• WHAT THE EXERCISE ASKS:
Please transcribe the data that follows, keeping every line exact.

· · · · ·

PR #298, opened 2022-04-24
Slack feedback message

Sheeproid:
Feedback messages can be scheduled to be sent in Slack after configuring the sink in the CLI.
The configuration of when and what to send in those messages is saved in https://docs.robusta.dev/extra/feedback_messages.json

A sample configuration may look like this:
```
{
    "heads_up_message": "We're going to send a feedback message. We love you.",
    "messages": [
    {
        "minutes_from_now": 1,
        "title": ":raising_hand: Help the open-source improve and grow!",
        "other_sections": [
            "How do you feel about Robusta so far? Do you like it or not?",
            "We value your opinion and experience.",
            "Please help us improve Robusta with this short survey:",
            "<https://dx4xwuqz6wy.typeform.com/to/EGebO4rn#source=slack1&id=$ACCOUNT_ID|Fill Survey>",
            "Thanks! Natan from Robusta"
            ]
        }
    ]
}
```

The message then will be sent to the slack sync:
Screen Shot 2022-04-24 at 16 10 56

· · · · ·

• SOLUTION TO THIS EXERCISE:
PR #298, opened 2022-04-24
Slack feedback message

Sheeproid:
Feedback messages can be scheduled to be sent in Slack after configuring the sink in the CLI.
The configuration of when and what to send in those messages is saved in https://docs.robusta.dev/extra/feedback_messages.json

A sample configuration may look like this:
```
{
    "heads_up_message": "We're going to send a feedback message. We love you.",
    "messages": [
    {
        "minutes_from_now": 1,
        "title": ":raising_hand: Help the open-source improve and grow!",
        "other_sections": [
            "How do you feel about Robusta so far? Do you like it or not?",
            "We value your opinion and experience.",
            "Please help us improve Robusta with this short survey:",
            "<https://dx4xwuqz6wy.typeform.com/to/EGebO4rn#source=slack1&id=$ACCOUNT_ID|Fill Survey>",
            "Thanks! Natan from Robusta"
            ]
        }
    ]
}
```

The message then will be sent to the slack sync:
Screen Shot 2022-04-24 at 16 10 56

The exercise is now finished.